PORTLAND, Maine — Now serving sea monsters.

That’s the message from members of the fishing industry, environmentalists and regulators who are trying to persuade consumers to eat more of a particularly weird-looking creature from the deep — monkfish.

Monkfish have been commercially fished for years, but recent analyses by the U.S. government show the monster-like bottom dweller can withstand more fishing pressure. However, U.S. fishermen often fall short of their quota for the fish.

A lack of reliable markets for the fish and convoluted fishing regulations make it difficult to catch the full quota, fishermen said. Nevertheless, the U.S. government is upping harvesters’ limits for monkfish for the next three years.

Some New England fishermen switched to targeting monkfish in recent decades when traditional species such as cod began to decline, said Jan Margeson, a Chatham, Massachusetts, fisherman who made such a switch himself. He said the availability of monkfish represents an opportunity for the industry.

“It is healthy. We can’t even catch the quota,” he said. “We had to find an alternative species once groundfish died years ago.”

Monkfish, also known as goosefish, are predatory fish that camouflage themselves on the ocean bottom and can grow to be about five feet long. With a gaping maw and uneven, jagged teeth, its appearance is the stuff of nightmares.

But proponents often say the taste and texture of its flesh is similar to lobster.

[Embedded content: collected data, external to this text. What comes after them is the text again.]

PR #2094, opened 2018-06-01
[WIP] Change how buffers serialize

vidartf:
CC @SylvainCorlay @jasongrout @maartenbreddels

### DIFF
--- a/ipywidgets/widgets/widget.py
+++ b/ipywidgets/widgets/widget.py
@@ -11,6 +11,7 @@ from contextlib import contextmanager
 import collections
 import sys
 import numbers
+import inspect
 
 from IPython.core.getipython import get_ipython
 from ipykernel.comm import Comm
@@ -285,9 +286,7 @@ class Widget(LoggingHasTraits):
                                                state['_view_module_version'],
                                                state['_view_name'])
         widget = widget_class(comm=comm)
-        if 'buffer_paths' in data:
-            _put_buffers(state, data['buffer_paths'], msg['buffers'])
-        widget.set_state(state)
+        widget.set_state(state, msg['buffers'])
 
     @staticmethod
     def get_manager_state(drop_defaults=False, widgets=None):
@@ -311,13 +310,8 @@ class Widget(LoggingHasTraits):
             'model_module': self._model_module,
             'model_module_version': self._model_module_version
         }
-        model_state, buffer_paths, buffers = _remove_buffers(self.get_state(drop_defaults=drop_defaults))
+        model_state, buffers = self.get_state(drop_defaults=drop_defaults)
         state['state'] = model_state
-        if len(buffers) > 0:
-            state['buffers'] = [{'encoding': 'base64',
-                                 'path': p,
-                                 'data': standard_b64encode(d).decode('ascii')}
-                                for p, d in zip(buffer_paths, buffers)]
         return state
 
     def get_view_spec(self):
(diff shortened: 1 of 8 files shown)


ipywidgets/widgets/widget.py
```diff
@@ -638,15 +596,17 @@ def _should_send_property(self, key, value):
...
+                serializer_value = { key: to_json(value, self)}
+            split_lock = { key: self._property_lock[key]}
             # A roundtrip conversion through json in the comparison takes care of
             # idiosyncracies of how python data structures map to json, for example
             # tuples get converted to lists.
-            if (jsonloads(jsondumps(split_value[0])) == split_lock[0]
-                and split_value[1] == split_lock[1]
-                and _buffer_list_equal(split_value[2], split_lock[2])):
+            if (jsonloads(jsondumps(serializer_value)) == split_lock
+                and _buffer_list_equal(buffers, self._buffer_lock)):
```
vidartf: @SylvainCorlay This solution here is broken, since the buffers are not checked *per key*. There needs to be a way to check the buffers "owned" by a specific key/trait. E.g. by having a mapping (key -> buffer indices).

maartenbreddels:
What is the reason for this change?

vidartf:
I think @SylvainCorlay har some problems with reimplementing the recursive serializers for C efficiently, so he suggested this simpler behavior. I suggested I could sprint it on a workshop to use as a base for discussion etc.

maartenbreddels:
👍it looks good, afaik tell, but for backwards compatibility we may want to keep the old behaviour? Or is the plan a breaking change for a major release?

SylvainCorlay:
The main problem with the current approach to the serialization of binary buffers is that

1. it involves an extra global processing of the patches in both ways, which may be very costly especially for serialization.

When deserializing, Python's JSON module first generates nested lists and dicts, and then we proceed with the insertion of the buffers.

When serializing, user-specified serializers return nested lists and dicts, (and form something that is almost JSON-serializable) and leave some binary types in it. **Then `_separate_buffers` is recursively called on all list and dicts.** which is very costly, especially when the state includes long sequences.

2. Serialization and deserialization cannot be done without looking at the entire patch.

The whole thing assumes that there exists *somewhere* an intermediate representation that is a "JSON plus binary buffers*, which may not be the case on the kernel side. In our C++ implementation, a JSON object is only JSON, and cannot contain other objects.

SylvainCorlay:
The solution that we have adopted in the `xwidgets` implementation is that

 - we removed the `buffer_paths` part of the message.
 - instead, buffers are replaced by a string indicating the index of the buffer in the sequence.

Since the wire format has not changed, we implemented a shim between that and the current version of the protocol which I would like to remove when this gets in.

SylvainCorlay:
> Or is the plan a breaking change for a major release?

I think that this is a breaking change for a major release.

jasongrout:
> instead, buffers are replaced by a string indicating the index of the buffer in the sequence.

What's the chance of a conflict between a random string in the data structure and your special buffer pointer string?

SylvainCorlay:
> > instead, buffers are replaced by a string indicating the index of the buffer in the sequence.
> 
> What's the chance of a conflict between a random string in the data structure and your special buffer pointer string? (i.e., is your special buffer pointer sufficiently distinct that there is little chance of interpreting some other way, or having some other random string accidentally be considered as a buffer index?)

None. The string could even simply contain the integer value, or be an integer. The `@buffer_reference@` prefix is only meant for human readability of messages.

The fact that it corresponds to a buffer is part of the schema for the said widget. The idea is that there is no  "generic" pass replacing magic strings.

jasongrout:
Now is the time to take a look at this again for ipywidgets 8.0, if we want to change things.

vidartf:
Ping @SylvainCorlay which initially requested it.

And monkfish, which is often sold as a whole fish or as steaks of tail meat, frequently is often more affordable than other domestic seafood.

Tails typically sell for about $7 US per pound at New England fish markets where popular items such as lobsters and flounder sell for $10 per pound or more.
The fish is brought to shore from Maine to North Carolina.

Fishermen have caught more than 15 million pounds of the fish every year since 1987. They were allowed to catch 32.5 million pounds of monkfish each year from 2013 to 2015, but typically caught less than two thirds of that amount. The U.S. government increased that limit to about 33.8 million pounds for the 2017-18 fishing year, and that number will hold until 2020.

The Environmental Defence Fund Seafood Selector and Monterey Bay Aquarium Seafood Watch both give the fishery positive reviews for sustainability. The National Oceanic and Atmospheric Administration also touts the fishery as a “smart seafood choice” that is “sustainably managed” according to federal guidelines, the agency says on its website.

Right now is a good time for fishermen to start exploiting that reputation, said Ben Martens, executive director of the Maine Coast Fishermen’s Association.

“When we talk about diversification, monkfish is one of the things,” he said. “It’s a fishery that has opportunity for fishermen right now.”